WHAT YOU ARE ASKED TO DO: Could you report every line from the entries that includes the word "command"?

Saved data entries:
PR #318, opened 2023-01-20
remove locations-config from required args

### LINKED ISSUE #314: Make locations-config an optional argument for kmd
Currently the `kmd` CLI requires that the user creates a `locations.yml` file (it can have any name) with contents like:

```
locations:
  foo: my-computer.foo.example.com
```

This sets the value of `ERT_LSF_SERVER` in the scripts `local` and `local.csh`, which has content like:

```shell
host=$(hostname)
location=$(echo $host | cut -d "-" -f 1)

case ${location} in
   foo)
      export ERT_LSF_SERVER=my-computer.foo.example.com
        ;;
esac
```

The tool **requires** this file, even though it is probably not useful for most other users of the tool (hypothetical users at the moment, but...)

If we do change this, the README will need changing too.

kwinkunks:
resolves #314

### DIFF
--- a/komodo/cli.py
+++ b/komodo/cli.py
@@ -88,13 +88,16 @@ def _main(args):
 
     create_enable_scripts(komodo_prefix=tmp_prefix, komodo_release=args.release)
 
-    with open(args.locations_config, mode="r", encoding="utf-8") as defs, open(
-        Path(args.release) / "local", mode="w", encoding="utf-8"
-    ) as local_activator, open(
-        Path(args.release) / "local.csh", mode="w", encoding="utf-8"
-    ) as local_csh_activator:
-        defs = yml.safe_load(defs)
-        local.write_local_activators(data, defs, local_activator, local_csh_activator)
+    if args.locations_config is not None:
+        with open(args.locations_config, mode="r", encoding="utf-8") as defs, open(
+            Path(args.release) / "local", mode="w", encoding="utf-8"
+        ) as local_activator, open(
+            Path(args.release) / "local.csh", mode="w", encoding="utf-8"
+        ) as local_csh_activator:
+            defs = yml.safe_load(defs)
+            local.write_local_activators(
+                data, defs, local_activator, local_csh_activator
+            )
 
     releasedoc = Path(args.release) / Path(args.release)
     with open(releasedoc, "w", encoding="utf-8") as filehandle:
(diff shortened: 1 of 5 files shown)


hnformentin:
Would it be possible to add tests for this new behaviour?

komodo/cli.py
```diff
@@ -88,13 +88,16 @@ def _main(args):
...
 
-    with open(args.locations_config, mode="r", encoding="utf-8") as defs, open(
-        Path(args.release) / "local", mode="w", encoding="utf-8"
-    ) as local_activator, open(
-        Path(args.release) / "local.csh", mode="w", encoding="utf-8"
-    ) as local_csh_activator:
-        defs = yml.safe_load(defs)
-        local.write_local_activators(data, defs, local_activator, local_csh_activator)
+    if args.locations_config is not None:
+        with open(args.locations_config, mode="r", encoding="utf-8") as defs, open(
```
berland, line 92: This  `with` construct is just so hard to read, when all it is doing is to read one file and write two others. But maybe a rewrite can be done in a different PR.

kwinkunks: I agree... TBH I didn't dare touch it and didn't want to dig into `komodo.local`. I made an issue for it.

komodo/cli.py
```diff
@@ -244,6 +241,12 @@ def cli_main():
     optional_args.add_argument("--postinst", "-P", type=str)
 
     optional_args.add_argument("--renamer", "-R", default="rename", type=str)
+    optional_args.add_argument(
+        "--locations-config",
+        type=str,
+        required=False,
+        help="Path to locations.yml, a map of location to a server.",
```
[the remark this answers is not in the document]
kwinkunks: Good one, done.

berland:
Should we have a integration test that certifies that no other part of the code assumes that there is a location config?

kwinkunks:
Good points about testing. Added a test to ensure that we can run `kmd` without the `--locations-config` argument and that it does not produce a `local` script.

berland (approved):
looking good!

kwinkunks:
:thinking: Hm, tests pass on local but fail on CI. Investigating...

kwinkunks:
:information_source: the problem was that `virtualenv` was not in the environment. Rather than trying to fix this, possibly getting into `bootstrap.sh` and other magic, I instead made my test more like the existing test in `test_cli.py`. This is okay, but has the disadvantage of having to add one more argument (`--extra-data-dirs`) to the "minimal" example.

PR #320, opened 2023-01-23
Add command-line features to symlink suggester

berland:
Making it possible to be more verbose and to do dry-runs.

Bonus: Pylinting, partial typing and py2 cleanup


komodo/symlink/suggester/cli.py
```diff
@@ -57,49 +61,64 @@ def _parse_args():
     parser.add_argument("--git-fork", help="git fork", default="equinor")
     parser.add_argument("--git-repo", help="git repo", default="komodo-releases")
     parser.add_argument("--git-ref", help="git ref", default="main")
+    parser.add_argument(
```
kwinkunks, line 64: Suggest adding `argparse.ArgumentDefaultsHelpFormatter` to this parser --- I added it to all of the other CLIs last week, but missed this one. (That other PR is not merged yet so I can also add it there, in which case I think I'll wait till this one is merged.)

komodo/symlink/suggester/cli.py
```diff
@@ -111,16 +130,28 @@ def suggest_symlink_configuration(args, repo):
...
 
-    pull = suggest_symlink_configuration(args, repo)
-    if pull is not None:
-        print(pull.html_url)
+    if args.verbose:
+        logger.setLevel(logging.INFO)
+
+    pull = suggest_symlink_configuration(args, repo, dry_run=args.dry_run)
+    if pull is None:
+        sys.exit(0)
```
hnformentin, line 152: What is this case for?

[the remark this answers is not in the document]
kwinkunks: FWIW I quite like `sys.exit()` when it's an expected, legitimate way to exit the program. In other words, it's not a "something went wrong" situation. (It is just another exception, after all.)

Admittedly it's sometimes hard to tell which is better, but to me this seems like a legit use case.

komodo/symlink/suggester/release.py
```diff
@@ -1,47 +1,47 @@
...
 
 
-class Release(object):
-    def __init__(self, release_id):
+class Release:
+    def __init__(self, release_id: str):
         self.release_id = release_id
 
-    def __repr__(self):
+    def __repr__(self) -> str:
```
kwinkunks, line 20: It's not always possible, but I think in general the `__repr__` should be something you could `eval`. So for example: `return f"Release({self.release_id})"`

The methods that want to use `repr(self)` etc seem like they could just use `len(self.release_id)`, which seems more explicit to me. Indeed, in `is_concrete()` I feel like a regex would be even more explicit.

IDK, not a big deal, just made me double-take.

komodo/symlink/suggester/cli.py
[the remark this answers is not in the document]
berland: I think it is ok to use `sys.exit() `in the main python file (`cli.py`) as this file is meant as a command line tool. In Python modules linked into this, there should be no `sys.exit()` (have not checked..)

komodo/symlink/suggester/cli.py
berland: I can do it here!

komodo/symlink/suggester/cli.py
kwinkunks: I guess `suggest_symlink_configuration()` returns `None` for a dry run (line 139), and if that comes back, we want to exit. Can't speak for Håvard but personally I think exiting from `main` is probably clearer than exiting from the other function.

berland: I have typed the code some more, and added a comment here!

berland: It is basically a legit condition where there is nothing to do.

komodo/symlink/suggester/release.py
berland: 🤔 Should the type of the returned object be a Callable?

berland: Maybe just leave it untyped

kwinkunks: Should be `str`

kwinkunks (approved):
This looks good to me.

RESULT OF THIS EXERCISE:
Add command-line features to symlink suggester
berland: I think it is ok to use `sys.exit() `in the main python file (`cli.py`) as this file is meant as a command line tool. In Python modules linked into this, there should be no `sys.exit()` (have not checked..)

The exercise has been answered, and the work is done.